What you are asked to do
Pull from the data below each line where the word "about" occurs, and copy it.

Exercise material
PR #110, opened 2018-01-02
Write & Read BNO055 Calibration and heel/pitch offsets to/from EEPROM

ronzeiller:
Based on the [PR#89](https://github.com/sarfata/kbox-firmware/pull/89) here are some further developments:

- A second long button press on the IMUMonitorPage within 5 Seconds after the first long press writes offset values for heel & pitch into the EEPROM
- If the BNO055 is fully calibrated (all cals = 3) then the calibration offset values are written to EEPROM automatically every 30 Minutes. 
- At startup of KBox calibration values and offset for heel/pitch are read from EEPROM
- integrated `sysCal` into the` IMUMonitorPage` and `sysCal > 0` into `IMUService::isMagCalibrated()` for better `SKUpdate` of heading. 
May be sysCal should even be 3 as it was in original KBox, just to be sure that heading values are more trustworthy and reliable.

@sarfata :
Please check if PersistentStorage is used ok, especially if the data length of NMEA2000Parameters is calculated right.
And I doubt if it is possible to write int to flash as I do.....
May be it is easier to make you as contributor to change whatever you want?


src/host/services/IMUService.cpp
```diff
@@ -26,38 +26,191 @@
...
   SKUpdateStatic<2> update;
   // Note: We could calculate yaw as the difference between the Magnetic
   // Heading and the Course Over Ground Magnetic.
 
-  /* if orientation == MOUNTED_ON_PORT_HULL */
-  double roll, pitch, heading;
-  roll = eulerAngles.z();
-  pitch = eulerAngles.y();
-  heading = fmod(eulerAngles.x() + 270, 360);
+  if (_config.mounting == VerticalStbHull) {
```
sarfata: We should use a switch statement here. The compiler will throw a warning for the values of the enum that we are not visiting.

src/host/pages/IMUMonitorPage.h
```diff
@@ -0,0 +1,55 @@
...
+
+#include "common/ui/Page.h"
+#include "common/ui/TextLayer.h"
+#include "common/signalk/SKHub.h"
+#include "common/signalk/SKSubscriber.h"
+#include "services/IMUService.h"
+//TODO: damping and automatic damping according to service frequency
+#include "host/config/IMUConfig.h"
+
+class IMUMonitorPage : public Page, public SKSubscriber {
```
sarfata: pushing a commit to fix indentation here.

src/host/services/IMUService.cpp
```diff
@@ -26,38 +26,191 @@
...
+    return true;
+  }
+  ERROR("Error saving IMU Offsets for heel and pitch to flash.");
+  return false;
+}
+
+bool IMUService::readHeelPitchOffset() {
+  struct PersistentStorage::IMUHeelPitchOffsets o;
+
+  if (PersistentStorage::writeImuHeelPitchOffsets(o)) {
```
sarfata: I think you want to call `read` here.

src/host/services/IMUService.cpp
```diff
@@ -26,38 +26,199 @@
...
 
 void IMUService::setup() {
+  _timeSinceLastSetOffset = 0;
+  _offsetRoll  = 0.0;
+  _offsetPitch = 0.0;
+  // Default mounting position: VerticalStbHull
+  uint8_t axisConfig = 0b00001001;
+  uint8_t signConfig = 0b00000000;
+
+  if (_config.mounting == VerticalTopToBow) {
```
sarfata: same here we should use an enum to make sure we cover all the cases.

src/host/services/IMUService.cpp
sarfata: I think this config has a slight issue: The pitch up is measured as negative. It should be positive.

src/host/pages/IMUMonitorPage.h
ronzeiller: Thank You

src/host/services/IMUService.cpp
ronzeiller: > We should use a switch statement here. The compiler will throw a warning for the values of the enum that we are not visiting.
Done

> I think this config has a slight issue: The pitch up is measured as negative. It should be positive

I took your original settings, but I think I mixed up positions. Now port hull is default.
But all positions should be tested, if they are correct, may be you could do it, or I will do, when I am back home next week.

src/host/services/IMUService.cpp
ronzeiller: now switch statement and yet non configured positions commented out in enum

ronzeiller:
@sarfata 
small question about cosmetics:

you code:
```
if ( .... ) {
...
}
else {
...
}
```

In google c++ style guide is different?
https://google.github.io/styleguide/cppguide.html#Conditionals

sarfata:
> @sarfata 
> small question about cosmetics:
> 
> you code:
> ```
> if ( .... ) {
> ...
> }
> else {
> ...
> }
> ```
> 
> In google c++ style guide is different?
> https://google.github.io/styleguide/cppguide.html#Conditionals

I was wrong. Fixing to the right code style.

src/host/services/IMUService.h
```diff
@@ -21,20 +21,49 @@
...
+#include "host/config/IMUConfig.h"
 
 class IMUService : public Task {
   private:
+    IMUConfig &_config;
     SKHub &_skHub;
     Adafruit_BNO055 bno055;
-    uint8_t sysCalib, gyroCalib, accelCalib, magCalib;
+    uint8_t _sysCalib, _gyroCalib, _accelCalib, _magCalib;
+    uint8_t _axisConfig, _signConfig;
```
sarfata: Why did you made these two member variables of the IMUService class? I do not think we need them to be here. They can be local variables when we initialize the sensor like they were before.

src/host/util/PersistentStorage.h
```diff
@@ -65,15 +65,37 @@ class PersistentStorage {
...
+      int offsetHeel;
+      int offsetPitch;
+    };
+
   private:
     // Addresses of elements in flash storage
     static const uint16_t magicAddress = 0;
     static const uint16_t versionAddress = 4;
     static const uint16_t nmea2000ParamsAddress = 8;
+    static const uint16_t bno055CalOffsetsAddress = 20;     // 11 x 2 Byte
```
sarfata: I will replace this by `nmea2000ParamsAddress + sizeof(NMEA2000Params)` this way it will always be correct even if we change the size of the `NMEA2000Params`. Let me know if you see any problem with this.

Of course we will need to upgrade the version too when we do that so that old data is considered invalid.

src/host/services/IMUService.cpp
```diff
@@ -26,38 +26,204 @@
...
+    changed = true;
+  }
+  if (abs(_pitch) < M_PI / 2 ) {
+    _offsetPitch = _pitch * (-1);
+    changed = true;
+  }
+
+  if ( changed ) {
+    INFO("Offset changed: Heel -> %.3f | Pitch -> %.3f", SKRadToDeg(_offsetRoll), SKRadToDeg(_offsetPitch));
+    if (_timeSinceLastSetOffset < 5000) {
```
sarfata: I do not understand why you have `<5000` here. That means you only save if it's been less than 5sec that we started? That means you cannot save if you wait more than 5s after booting?

src/host/services/IMUService.cpp
```diff
@@ -26,38 +26,204 @@
...
+  roll = _roll + _offsetRoll;
+  magCalibration = _magCalib;
+  heading = _heading;
+}
+
+//  Calc offset for making Heel=0 and Pitch=0
+//  (e.g. called with long button press in IMUMonitorPage)
+//  If an setOffset will be done a second time within 5 Seconds,
+//  the values will be stored into EEPROM and loaded at start of KBox
+void IMUService::setHeelPitchOffset() {
```
sarfata: Why do you use `heel` sometimes and `roll` some other times? I think it's a bit confusing and we should probably use only one.

src/host/services/IMUService.cpp
ronzeiller: The first idea was, that with the first "long press" the offset is made temporary and a second "long press" will store it to flash.
Now I think it makes no sense, so the offset could be stored at first press.
But, I think I like the idea, that a second "long press" could reset offset to zero.

src/host/services/IMUService.cpp
ronzeiller: The problem is that e.g. openCPN or any display shows "heel" and not "roll"
And also when we come to performance calculations everywhere is mentioned "heel"

Remember, when I asked you to change the wording to "heel"?
It is a pity, that SignalK has chosen "roll"....

So I took "heel" as much as possible and let roll where it has to be (IMU sensor, SignalK)

src/host/services/IMUService.cpp
```diff
@@ -26,38 +26,204 @@
...
+  }
+  // update NavigationAttitude if quality (= calibration value) is ok
+  if (isHeelAndPitchCalibrated()) {
+    update.setNavigationAttitude(SKTypeAttitude(/* roll */ _roll + _offsetRoll, /* pitch */ _pitch + _offsetPitch, /* yaw */ SKDoubleNAN));
+    //DEBUG("Heel = %.3f | Pitch = %.3f | Heading = %.3f", SKRadToDeg( _roll + _offsetRoll), SKRadToDeg( _pitch + _offsetPitch), SKRadToDeg(_heading));
+  }
+  _skHub.publish(update);
+
+  // Save calibration values to EEPROM every 30 Minutes, if BNO055 is fully calibrated
+  if (bno055.isFullyCalibrated() && _timeSinceLastCalSave > 1800000) {
```
sarfata: `_timeSinceLastCalSave` is never initialized. You should initialize it to the value of the timer so that it automatically saves the first time it's fully calibrated. And this should be a `static const` member of the class.

src/host/util/PersistentStorage.h
ronzeiller: Aah, now I know why you did the version!

The disadvantage could be:
Other values on higher addresses stored, e.g. Logging of total NM will get lost too
And you will have more writing-processes at the end.

May be there should be space reserved for permanent values or clear values which have fixed size and you put things which are not clear yet to higher addresses?

src/host/services/IMUService.cpp
ronzeiller: First point is clear.

But why static const?
If the sensor looses calibration and later on will get calibrated again, the new values should be written again to flash I think.

src/host/services/IMUService.h
ronzeiller: Because I was not aware, that it makes a lot of difference.
Sure I will bring them back!

sarfata: It just makes the object a little bigger in memory. These classes are allocated on the heap when we start the program. The local variables inside functions are allocated on the stack. If possible, it's better to use stack than heap for us.

src/host/util/PersistentStorage.h
sarfata: yeah right now it does not handle that well.

src/host/services/IMUService.cpp
sarfata: This is also what NMEA2000 is using: https://github.com/ttlappalainen/NMEA2000/blob/master/src/N2kMessages.h#L403

It's ok to use heel on the display but I do not think we should use it in the code. Having two names for the same thing is just confusing and I am tempted to follow what everyone else is doing here.

sarfata:
No problem with your change on calibration. Sounds good to me.

I think this is all as good as it can get for now so merging now and we can still do more changes later! Thanks a lot. Major contribution here!

⛵️

sarfata:
Ah we forgot to update the README! I will push another commit summarizing the changes. Please help me remember in the future ;)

Solution for this task
small question about cosmetics:
> small question about cosmetics:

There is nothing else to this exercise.